§ **Goal of the exercise**
Reproduce the opening lines of the records exactly, up to and including the line in which "--- a/src/data/moves/move-attrs/heal-attr.ts" occurs.

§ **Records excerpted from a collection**

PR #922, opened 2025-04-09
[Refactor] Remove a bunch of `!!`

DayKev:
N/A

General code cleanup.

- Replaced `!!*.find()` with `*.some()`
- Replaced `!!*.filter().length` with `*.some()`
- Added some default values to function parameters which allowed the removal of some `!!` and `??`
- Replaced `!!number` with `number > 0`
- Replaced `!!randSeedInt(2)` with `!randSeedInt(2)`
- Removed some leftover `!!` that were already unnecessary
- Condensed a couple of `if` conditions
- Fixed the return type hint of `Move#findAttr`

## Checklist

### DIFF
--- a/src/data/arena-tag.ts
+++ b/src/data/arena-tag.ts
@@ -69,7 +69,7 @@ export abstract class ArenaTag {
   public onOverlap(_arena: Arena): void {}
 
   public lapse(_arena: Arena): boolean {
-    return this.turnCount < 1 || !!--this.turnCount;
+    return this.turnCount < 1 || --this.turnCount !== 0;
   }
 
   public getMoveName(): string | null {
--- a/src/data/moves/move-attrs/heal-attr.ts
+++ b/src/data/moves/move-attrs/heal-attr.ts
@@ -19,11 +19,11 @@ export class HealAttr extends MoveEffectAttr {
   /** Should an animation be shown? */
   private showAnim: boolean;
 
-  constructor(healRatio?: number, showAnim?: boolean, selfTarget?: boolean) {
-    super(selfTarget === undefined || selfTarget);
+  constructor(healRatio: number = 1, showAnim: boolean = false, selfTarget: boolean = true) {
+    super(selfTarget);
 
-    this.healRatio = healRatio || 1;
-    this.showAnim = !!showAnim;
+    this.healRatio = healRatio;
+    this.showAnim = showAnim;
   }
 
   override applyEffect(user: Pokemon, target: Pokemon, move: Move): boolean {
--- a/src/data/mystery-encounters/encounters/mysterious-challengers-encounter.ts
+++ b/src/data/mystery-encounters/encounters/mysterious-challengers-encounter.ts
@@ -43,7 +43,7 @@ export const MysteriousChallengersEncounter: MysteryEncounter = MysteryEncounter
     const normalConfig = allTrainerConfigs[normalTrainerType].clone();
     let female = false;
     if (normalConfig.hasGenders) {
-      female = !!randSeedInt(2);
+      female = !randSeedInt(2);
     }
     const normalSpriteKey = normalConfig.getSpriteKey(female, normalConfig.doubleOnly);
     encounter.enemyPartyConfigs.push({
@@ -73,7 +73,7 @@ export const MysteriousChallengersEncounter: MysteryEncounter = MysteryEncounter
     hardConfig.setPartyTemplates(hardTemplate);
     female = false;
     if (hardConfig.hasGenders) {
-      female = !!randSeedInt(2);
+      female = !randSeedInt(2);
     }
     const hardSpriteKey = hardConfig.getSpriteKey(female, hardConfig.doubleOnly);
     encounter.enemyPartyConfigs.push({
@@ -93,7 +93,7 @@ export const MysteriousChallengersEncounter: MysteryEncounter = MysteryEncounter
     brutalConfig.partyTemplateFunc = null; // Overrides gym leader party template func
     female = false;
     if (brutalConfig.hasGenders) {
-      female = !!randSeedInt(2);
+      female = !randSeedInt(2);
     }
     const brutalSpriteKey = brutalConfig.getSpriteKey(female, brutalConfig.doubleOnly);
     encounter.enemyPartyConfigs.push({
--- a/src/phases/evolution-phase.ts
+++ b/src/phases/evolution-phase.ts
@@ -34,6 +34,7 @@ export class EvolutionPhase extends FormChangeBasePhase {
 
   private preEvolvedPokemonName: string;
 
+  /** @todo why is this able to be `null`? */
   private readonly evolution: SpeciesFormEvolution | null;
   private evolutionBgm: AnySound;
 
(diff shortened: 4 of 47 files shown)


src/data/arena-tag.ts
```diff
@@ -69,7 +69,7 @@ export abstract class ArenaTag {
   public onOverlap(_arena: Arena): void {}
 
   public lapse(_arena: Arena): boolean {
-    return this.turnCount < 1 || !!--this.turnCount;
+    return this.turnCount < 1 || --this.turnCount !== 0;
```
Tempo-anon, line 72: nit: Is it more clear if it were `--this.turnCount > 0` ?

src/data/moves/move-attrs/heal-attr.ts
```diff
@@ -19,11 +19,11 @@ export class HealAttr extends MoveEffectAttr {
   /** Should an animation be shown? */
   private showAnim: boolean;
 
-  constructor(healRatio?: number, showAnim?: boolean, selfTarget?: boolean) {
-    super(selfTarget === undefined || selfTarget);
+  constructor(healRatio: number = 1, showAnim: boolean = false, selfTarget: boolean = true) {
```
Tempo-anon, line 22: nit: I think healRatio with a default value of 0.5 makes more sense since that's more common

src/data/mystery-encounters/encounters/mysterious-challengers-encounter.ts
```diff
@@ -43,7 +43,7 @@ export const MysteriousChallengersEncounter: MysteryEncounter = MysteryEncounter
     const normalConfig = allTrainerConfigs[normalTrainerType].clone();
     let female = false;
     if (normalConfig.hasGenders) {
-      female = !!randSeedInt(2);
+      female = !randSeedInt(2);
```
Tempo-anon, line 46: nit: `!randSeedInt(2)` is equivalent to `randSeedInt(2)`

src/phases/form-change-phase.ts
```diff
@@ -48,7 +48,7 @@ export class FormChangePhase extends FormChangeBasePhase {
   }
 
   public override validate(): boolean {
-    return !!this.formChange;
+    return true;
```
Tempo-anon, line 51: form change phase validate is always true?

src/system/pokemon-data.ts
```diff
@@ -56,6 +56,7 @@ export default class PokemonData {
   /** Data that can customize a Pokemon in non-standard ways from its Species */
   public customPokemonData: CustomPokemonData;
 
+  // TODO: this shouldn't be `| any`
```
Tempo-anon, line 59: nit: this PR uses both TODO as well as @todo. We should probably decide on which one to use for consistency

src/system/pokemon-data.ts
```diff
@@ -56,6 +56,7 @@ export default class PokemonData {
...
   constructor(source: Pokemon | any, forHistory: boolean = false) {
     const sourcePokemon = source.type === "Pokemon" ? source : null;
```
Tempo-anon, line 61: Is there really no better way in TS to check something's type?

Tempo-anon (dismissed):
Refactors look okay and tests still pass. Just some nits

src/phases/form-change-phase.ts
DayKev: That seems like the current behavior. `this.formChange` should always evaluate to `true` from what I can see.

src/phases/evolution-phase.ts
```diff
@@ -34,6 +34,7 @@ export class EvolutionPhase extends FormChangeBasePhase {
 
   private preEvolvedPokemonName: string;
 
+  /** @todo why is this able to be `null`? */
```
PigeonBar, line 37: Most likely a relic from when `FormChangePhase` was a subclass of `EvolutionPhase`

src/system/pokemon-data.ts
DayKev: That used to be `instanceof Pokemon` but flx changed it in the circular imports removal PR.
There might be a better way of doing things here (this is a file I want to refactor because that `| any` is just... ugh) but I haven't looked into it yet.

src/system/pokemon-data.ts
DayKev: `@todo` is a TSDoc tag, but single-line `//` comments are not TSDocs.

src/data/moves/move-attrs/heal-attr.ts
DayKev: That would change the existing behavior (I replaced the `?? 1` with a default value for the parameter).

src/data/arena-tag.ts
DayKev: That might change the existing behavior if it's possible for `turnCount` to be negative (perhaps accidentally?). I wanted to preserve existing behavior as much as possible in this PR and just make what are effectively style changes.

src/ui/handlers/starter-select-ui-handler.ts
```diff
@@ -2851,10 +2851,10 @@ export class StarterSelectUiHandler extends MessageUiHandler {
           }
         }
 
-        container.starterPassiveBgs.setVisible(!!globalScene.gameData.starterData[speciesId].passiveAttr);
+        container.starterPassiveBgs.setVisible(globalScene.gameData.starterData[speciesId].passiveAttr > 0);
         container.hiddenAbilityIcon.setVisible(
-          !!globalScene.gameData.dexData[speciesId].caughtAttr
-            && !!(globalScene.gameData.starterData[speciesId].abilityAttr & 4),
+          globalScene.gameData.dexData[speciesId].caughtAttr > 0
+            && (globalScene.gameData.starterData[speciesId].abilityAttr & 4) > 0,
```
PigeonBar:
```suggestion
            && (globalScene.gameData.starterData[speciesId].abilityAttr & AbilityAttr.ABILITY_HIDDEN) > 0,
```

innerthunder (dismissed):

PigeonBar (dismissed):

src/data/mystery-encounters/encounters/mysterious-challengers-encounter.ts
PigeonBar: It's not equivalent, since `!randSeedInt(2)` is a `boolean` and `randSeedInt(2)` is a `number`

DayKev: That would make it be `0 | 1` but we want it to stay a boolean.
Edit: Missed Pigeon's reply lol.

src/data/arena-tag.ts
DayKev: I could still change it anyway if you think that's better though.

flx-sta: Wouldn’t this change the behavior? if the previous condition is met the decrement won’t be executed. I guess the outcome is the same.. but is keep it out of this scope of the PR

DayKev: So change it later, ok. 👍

§ **Exercise result**
PR #922, opened 2025-04-09
[Refactor] Remove a bunch of `!!`

DayKev:
N/A

General code cleanup.

- Replaced `!!*.find()` with `*.some()`
- Replaced `!!*.filter().length` with `*.some()`
- Added some default values to function parameters which allowed the removal of some `!!` and `??`
- Replaced `!!number` with `number > 0`
- Replaced `!!randSeedInt(2)` with `!randSeedInt(2)`
- Removed some leftover `!!` that were already unnecessary
- Condensed a couple of `if` conditions
- Fixed the return type hint of `Move#findAttr`

## Checklist

### DIFF
--- a/src/data/arena-tag.ts
+++ b/src/data/arena-tag.ts
@@ -69,7 +69,7 @@ export abstract class ArenaTag {
   public onOverlap(_arena: Arena): void {}
 
   public lapse(_arena: Arena): boolean {
-    return this.turnCount < 1 || !!--this.turnCount;
+    return this.turnCount < 1 || --this.turnCount !== 0;
   }
 
   public getMoveName(): string | null {
--- a/src/data/moves/move-attrs/heal-attr.ts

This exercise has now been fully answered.